1. Field of the Invention
This application relates generally to event correlation in complex systems using codebook correlation techniques to relate events such as, e.g., problems to observable events such as symptoms and, more particularly, to determining root problems or other events using codebook correlation when some observable events are indeterminable or otherwise unknown.
2. Description of Related Art
Codebook correlation is a technique used for identifying the root cause of a problem or other event in a system. Examples of codebook correlation techniques are described in U.S. Pat. Nos. 5,528,516; 5,661,668; and 6,249,755 all issued to Yechiam Yemini et al. (herein referred to as the “Yemini et al. Patents”), which are incorporated herein by reference in their entirety.
Codebook correlation can be applied to virtually any system generating events. Such systems can indude, but are not limited to, enterprise management systems, engineering systems, communications systems, networked information technology (M systems, distributed systems, application services, application servers, utility computing systems, autonomic systems, grid computing systems, satellites, business process systems, utility systems, electric power grids, biological systems, medical systems, weather systems, financial market systems, weapons systems, complex vehicles such as spacecraft, medical diagnosis, and financial market analysis.
Briefly, codebook correlation relates events using a data structure such as a mapping, e.g., a table or graph relating particular events represented in a given column with other events represented in a given row. Deterministic or probabilistic approaches can be used. If using a deterministic approach, the intersection of each row and column can be designated, e.g., as “1” if the event causes the other event and “0” otherwise. Alternatively, if using a probabilistic approach, the intersection of each row ‘E2’ and column ‘E1’ can be designated ‘p’, where p is the probability that E1 causes E2.

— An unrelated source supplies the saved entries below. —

PR #1026, opened 2022-01-24
fix: handle unavailable Newspack plugin

adekbadek:
### All Submissions:

1. Handles the case of Newspack plugin unavailable
2. Adds `.cache` directory (npm-related) to `.distignore` file, so it won't be included in the released ZIP 

1. On `master`, deactivate the Newspack Plugin 
2. Try to add a new page in Newspack admin, observe a PHP fatal `Fatal error:  Uncaught Error: Class 'Newspack\Donations' not found` thrown
3. Switch to this branch, observe no fatal thrown

### Other information:

### DIFF
--- a/.distignore
+++ b/.distignore
@@ -34,3 +34,4 @@ node_modules
 /release
 /tests
 /bin
+.cache
--- a/includes/class-newspack-blocks.php
+++ b/includes/class-newspack-blocks.php
@@ -1089,9 +1089,8 @@ class Newspack_Blocks {
 	 * Disable Jetpack's donate block when using Newspack donations.
 	 */
 	public static function disable_jetpack_donate() {
-
-		// Do nothing if Jetpack's blocks aren't being used.
-		if ( ! class_exists( 'Jetpack_Gutenberg' ) ) {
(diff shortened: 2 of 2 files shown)


dkoo (changes requested):
Nice, I had noticed this when testing but assumed it would be a more involved fix.

Suggestion: we should avoid registering the Donate block entirely if the `Newspack` class doesn't exist.

adekbadek:
> Suggestion: we should avoid registering the Donate block entirely if the Newspack class doesn't exist.

That's already in place :) 

https://github.com/Automattic/newspack-blocks/blob/0a374cdc328c3b39ed161e0842c038ecfca79e85/src/blocks/donate/view.php#L133-L135

adekbadek:
> Suggestion: we should avoid registering the Donate block entirely if the Newspack class doesn't exist.

The block will [not render when Newspack plugin is not active](https://github.com/Automattic/newspack-blocks/blob/0a374cdc328c3b39ed161e0842c038ecfca79e85/src/blocks/donate/view.php#L133-L135). Handling this in the editor is a good idea, in principle, but not worth the effort currently IMO.

PR #1035, opened 2022-02-02
Add/stripe payment request button

adekbadek:
### All Submissions:

Adds support for [Stripe's payment request button](https://stripe.com/docs/stripe-js/elements/payment-request-button) in the streamlined Donate block.

~One major design decision here is that the submit button in the Donate block (not only streamlined) will have the primary color as the background color.~ _Not anymore, see comments_

---

Here's how it looks like:

Google Pay on an Android phone:

image

Apple Pay on an iPhone:

image

On a desktop computer, with a saved payment method (Chrome browser):

image

On a desktop computer, without any payment methods available:

image

In WP editor:

image

1. Use `add/stripe-location-code` branch of `newspack-plugin` (https://github.com/Automattic/newspack-plugin/pull/1483)
2. Configure Stripe as the Reader Revenue platform*
3. The code here is not payment-proxy-specific, so testing just one of the available ones is enough – the simplest is probably to add a card to Chrome browser. Make a donation and verify it did go through in Stripe (if Stripe test instance is used, the card won't be really charged).
4. For a good measure, also make sure the card flow is working (use `4242 4242 4242 4242` as the card)   

\* Setting `NEWSPACK_AMP_PLUS_ENABLED` env. variable to `true` is a prerequisite

### Other information:


thomasguillot:
> It just made sense to me to have the CTA in the more prominent color, but maybe using the secondary color here was intentional? cc @thomasguillot

I don't know 🙂  but @laurelfulford should know.

laurelfulford:
> It just made sense to me to have the CTA in the more prominent color, but maybe using the secondary color here was intentional?

@adekbadek To be honest, I think this choice was a bit arbitrary :) the theme does use the secondary button by default for the buttons, and that's picked up by the donate block, but it's not being explicitly set on that block for that block. 

The secondary wouldn't always be less prominent -- though in the theme defaults it _definitely_ is, so I get where you're coming from here! @yogeshbeniwal's suggestion of having some kind of control to override the button's colour might be the best middle ground: it lets you make sure the colour is very prominent, and lets you get outside of your existing palette if you'd like -- it also makes sure we don't accidentally change how something looks on a live site if it's already set up the way someone likes it.

adekbadek:
I've reverted the button color change in 793a7b2da2b85ca407f063134ed748c8c2500883 (it's out of scope of this PR anyway). The button color should be customisable, but that can now be done via setting theme colors or custom CSS, so there's no need for this change. The button color will be as in other button on the site, and as @laurelfulford points out, it only really makes sense for the default theme, and the theme colors are probably always changed from the defaults.

src/blocks/donate/edit.js
```diff
@@ -319,14 +319,20 @@ class Edit extends Component {
...
 		return (
-			<button type="submit" onClick={ evt => evt.preventDefault() }>
-				<RichText
-					onChange={ value => setAttributes( { buttonText: value } ) }
-					placeholder={ __( 'Button text…', 'newspack-blocks' ) }
-					value={ buttonText }
-					tagName="span"
-				/>
-			</button>
+			<>
```
miguelpeixe, line 322: This fragment is superfluous since there's only one child element.

src/blocks/donate/streamlined/utils.js
```diff
@@ -0,0 +1,151 @@
+/**
+ * WordPress dependencies
+ */
+import { __, sprintf } from '@wordpress/i18n';
+
+const isValidEmail = string => /\S+@\S+/.test( string );
+export const validateFormData = values => {
```
miguelpeixe, line 7: Non-blocking: it would be helpful to have inline docs for these utils functions.

miguelpeixe (changes requested):
The flow is working with the regular card (`4242 4242 4242 4242`) and with GPay on a desktop Chrome.

I was not able to complete the flow with Apple or Android. While on an iPhone I got the Apple Pay flow started but immediately terminated without any messages. On an Android I got the following error after confirming the payment prompt: 

image

Maybe these errors are related to the test environment?

src/blocks/donate/edit.js
adekbadek: Done in dbc75df9d0f769155b928b651df006668aadd8eb

src/blocks/donate/streamlined/utils.js
adekbadek: Done in 4cffbdab62f50f56b6150242a256d824928a5a5c

adekbadek:
@miguelpeixe – 

> I was not able to complete the flow with Apple or Android. 

I've updated the Plugin PR to error when customer could not be created – you should now see a more meaningful Stripe error after failure.

miguelpeixe (approved):
Thank you for the revisions!

miguelpeixe (approved):
👌 All payment methods are working as expected!

PR #1521, opened 2023-08-30
feat: add option for a button after checkout

leogermani:
### All Submissions:

Implements an optional link to click after the transaction is complete on the modal checkout.

The button supports linking to the page referrer (which falls back to the current page URL if the referrer is empty) or a custom URL.

image

1. Checkout this branch and https://github.com/Automattic/newspack-theme/pull/2180
2. Add a checkout button to a page
3. Select the option to go to the Referrer after purchase and add a button label
4. Add a link to this page in the site menu
5. Visit an article
6. Go to the page via the menu link
7. Click the button and buy the product
8. Confirm the button shows up in the thank you message and link back to the article you were seeing
9. In a new tab, copy and paste the page URL directly into the browser so you get no referrer
10. Make the purchase again and confirm the button links to the current page
11. Edit the button and choose to go to a custom URL
12. Repeat the purchase and confirm the button now takes you to that URL
13. Edit the button again and choose not to show the button
14. Purchase again and confirm there is no button in the thank you message

### Other information:

### DIFF
--- a/src/blocks/checkout-button/edit.js
+++ b/src/blocks/checkout-button/edit.js
@@ -158,7 +158,7 @@ function RedirectAfterSuccess( props ) {
 	return (
 		<>
 			<SelectControl
-				label={ __( 'Redirect after success', 'newspack-blocks' ) }
+				label={ __( 'Post-Checkout Button', 'newspack-blocks' ) }
 				help={ __(
 					'Select whether the user should be presented with a button to navigate after a successful purchase.',
 					'newspack-blocks'
--- a/src/blocks/checkout-button/edit.js
+++ b/src/blocks/checkout-button/edit.js
@@ -160,7 +160,7 @@ function RedirectAfterSuccess( props ) {
 			<SelectControl
 				label={ __( 'Redirect after success', 'newspack-blocks' ) }
 				help={ __(
-					'Select whether the user should be presented with a button to navigate after a successfull purchase.',
+					'Select whether the user should be presented with a button to navigate after a successful purchase.',
 					'newspack-blocks'
 				) }
 				value={ attributes.afterSuccessBehavior }
--- a/src/blocks/checkout-button/edit.js
+++ b/src/blocks/checkout-button/edit.js
@@ -167,7 +167,7 @@ function RedirectAfterSuccess( props ) {
 				options={ [
 					{ label: __( 'Do not show a button', 'newspack-blocks' ), value: '' },
 					{ label: __( 'Go to a custom URL', 'newspack-blocks' ), value: 'custom' },
-					{ label: __( 'Go to the referrer page', 'newspack-blocks' ), value: 'referrer' },
+					{ label: __( 'Go to the previous page', 'newspack-blocks' ), value: 'referrer' },
 				] }
 				onChange={ value => {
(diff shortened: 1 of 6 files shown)


src/blocks/checkout-button/edit.js
```diff
@@ -153,6 +153,48 @@ function ProductControl( props ) {
...
+				label={ __( 'Redirect after success', 'newspack-blocks' ) }
+				help={ __(
+					'Select whether the user should be presented with a button to navigate after a successful purchase.',
+					'newspack-blocks'
+				) }
+				value={ attributes.afterSuccessBehavior }
+				options={ [
+					{ label: __( 'Do not show a button', 'newspack-blocks' ), value: '' },
+					{ label: __( 'Go to a custom URL', 'newspack-blocks' ), value: 'custom' },
+					{ label: __( 'Go to the referrer page', 'newspack-blocks' ), value: 'referrer' },
```
adekbadek, line 170: Suggestion: "previous page" might be more understandable for non-technical people.

adekbadek (changes requested):
When the custom URL field is never set, the button will not be displayed. To reproduce:

1. Insert the checkout button on a page, choose "Go to referrer page" option
2. Observe that the button is not rendered after checkout
3. Back in the editor, choose "Go to a custom URL" option and fill in a URL. Save and edit again, choosing "Go to referrer page". Save again.
4. Observe the button is rendered after checkout

miguelpeixe:
Do you think we should render the button linked to the current page when the URL is not filled?

adekbadek:
I think that without the URL set, the button should just close the modal. But the issue I'm describing is about something else: according to the testing instructions, if the URL is not filled and "Go to referrer page" is set, the button should be rendered and link to the referrer. And it's not, under conditions described in my review.

src/blocks/checkout-button/edit.js
miguelpeixe: Updated in 4325f94b4f83c785cc64bd00c164b8338eae766f

miguelpeixe:
Ah, sorry for the confusion. I was able to reproduce the issue.

4c514ae272b2f8fe437d9d0b591bec8d9836081d changes the block save to render the URL input if the `afterSuccessBehavior` is set, fixing the issue. I'm not rendering the inputs at all times because it causes a markup mismatch for existing blocks, requiring "attempt block recovery".

src/blocks/checkout-button/edit.js
```diff
@@ -153,6 +153,48 @@ function ProductControl( props ) {
 	);
 }
 
+function RedirectAfterSuccess( props ) {
+	const { attributes, setAttributes } = props;
+	return (
+		<>
+			<SelectControl
+				label={ __( 'Redirect after success', 'newspack-blocks' ) }
```
adekbadek, line 161: Suggestion: this wording makes me think that there will be an automatic page redirection after the purchase is completed. Shouldn't this label inform the user about the post-checkout _button_ instead?

adekbadek (approved):
Left a wording suggestion.

src/blocks/checkout-button/edit.js
miguelpeixe: Updated in 518e0c32d3b971b4ad144560a2f457a71423f4d6

PR #1534, opened 2023-09-19
fix: undefined variable error

dkoo:
### All Submissions:

Fixes a well-hidden PHP error due to an undefined variable. It looks like PHP in some cases is silently casting this undefined `$children` variable to an array, suppressing the warning unless you invoke the variable before the first `$children[] =` definition.

1. On `release`, create two categories that are children of another category and assign to some posts. Add `error_log( print_r( $children, true ) );` to right before [this line](https://github.com/Automattic/newspack-blocks/blob/master/includes/class-newspack-blocks.php#L674).
2. On another post, add a Homepage Posts block with the "include subcategories" option on and assign it to the parent category. Observe a PHP warning: `PHP Warning:  Undefined variable $children in /newspack-repos/newspack-blocks/includes/class-newspack-blocks.php on line 673`
3. Check out this branch, make sure the `error_log` is still the first line inside the `foreach ( $categories as $parent ) {
` block, and confirm that the PHP warning doesn't happen, and that the block still shows all posts in both parent and child categories (but only if the "include subcategories" option is on). Confirm on the front-end as well.

### Other information:

### DIFF
--- a/includes/class-newspack-blocks.php
+++ b/includes/class-newspack-blocks.php
@@ -670,9 +670,10 @@ class Newspack_Blocks {
 			}
 			if ( $categories && count( $categories ) ) {
 				if ( 1 === $include_subcategories ) {
+					$children = [];
 					foreach ( $categories as $parent ) {
-						$children[] = get_categories( array( 'child_of' => $parent ) );
-						foreach ( $children[0] as $child ) {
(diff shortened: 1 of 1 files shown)


laurelfulford (approved):
Confirmed I got the warning following the initial set of steps on `release`, and that the warning stopped (and was replaced with noting `$children` was an array in the error log) after I applied this update!

PR #1543, opened 2023-10-02
feat(homepage-posts): support deduplication toggling

### LINKED ISSUE #258: Article Block: Ability to show duplicate posts
Right now, when displayed on the front end, the Article block will strip out any posts that have already appeared earlier on the page to avoid duplication.

However, there are cases where the duplication would be welcome -- for example, a special feature section on the homepage may want to be 'exempt' from the no-duplication rule, so it can show the posts its set to show, even if they do appear earlier on the page. 

This will help prevent unexpected gaps, too, especially in cases where you're cherry-picking specific stories that may be showing up in another section when first published.

miguelpeixe:
### All Submissions:

1205451924709229-as-1205631504130139

Implements a toggle to allow a Homepage Posts block to be excluded to deduplication logic.

**Without deduplication, the block will not account for previously queried posts and will also not have their queried posts as part of the exclusion for the following blocks.**

image

---

| Default deduplication | With "Block 2" opted-out |
| --- | --- |
| image | image |

Closes #258.

1. Check out this branch and draft a new page with 3 Homepage Posts block, similar to the image above
2. Toggle the "Use deduplication logic" off in the second block and confirm the content is duplicate from the previous block and the third block renders the content that was previously being rendered in the edited block (same as the image above)
3. Save, visit the page, and confirm the same behavior persists
4. Edit the page and change the second block to "Choose Specific Posts"
5. Select a post from the first block and confirm the post renders without interfering with the previous block
6. Save, visit the page, and confirm the same behavior persists

### Other information:

### DIFF
--- a/includes/class-newspack-blocks.php
+++ b/includes/class-newspack-blocks.php
@@ -671,8 +671,14 @@ class Newspack_Blocks {
 		} else {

In one application, codebook correlation can be used to relate a particular events such as problems or other exceptional events to observable events such as symptoms. One can in addition also relate any event exceptional or not to symptoms. In this case, the codebook table can have each row “S” corresponding to a symptom, and each column “P” corresponding to a problem. Using a deterministic approach, the intersection of each row and column can be designated, e.g., as “1” if the problem causes the symptom and “0” otherwise. Alternatively, probabilities can be used where the intersection of each row S and column P can be designated p, where p is the probability that P causes S.
Each column thus created specifies the “signature” of a problem, i.e., it identifies a set of symptoms that a problem causes. An observer of the symptoms of a working system can use the codebook columns to quickly identify the respective problem. Several extensions and variations of these correlation techniques are described in the Yemini et al. Patents, and are incorporated by reference herein.
In some cases, the observed symptoms do not exactly match any of the codebook problem (or other event) signatures. In such cases, the distance between the observed symptoms and the problem signature can be determined to find a sufficiently close match. There are several possible ways of determining the distance. One method in the case of deterministic codebooks (with‘1s’ and ‘0s’ in each column) is to count the number of mismatches between the signature and the observed symptoms. This number of mismatches defines a so-called Hamming distance between the observed symptoms and the signature. The case where the columns of the codebook have probabilities involves finding the most probable combination of problems that generates symptoms closest to the observed ones. A particular definition of distance between observed symptoms and signatures can be used, e.g., in this case. David Alan Ohsie “Modeled Abductive Inference for Event Management and Correlation” (1998) Ph.D Dissertation, Columbia University (“hereinafter the “Ohsie thesis”), e.g., in Section 5.2 provides a definition of such distance and several algorithms (some employing heuristics) that can find how close observed symptoms and signatures are according to the defined distance.
symptoms generated by a system are usually detected by a subsystem generically referred to herein as instrumentation. Such instrumentation detects and relays events to a management system, and can include, e.g., hardware components and software components (such as agents) associated with elements of the system.
Sometimes the scheme used by the instrumentation to detect symptoms might not poll all possible events in the system. In this case, there is no easy way to know if the symptom happened or if the instrumentation failed to detect it. The symptom can thus be said to be in an “unknown” state, i.e., whether the symptom happened or not cannot be assessed. This can lead to an incorrect diagnosis of the root cause problem. Symptoms that are not in “unknown” state are said to be in “known” state.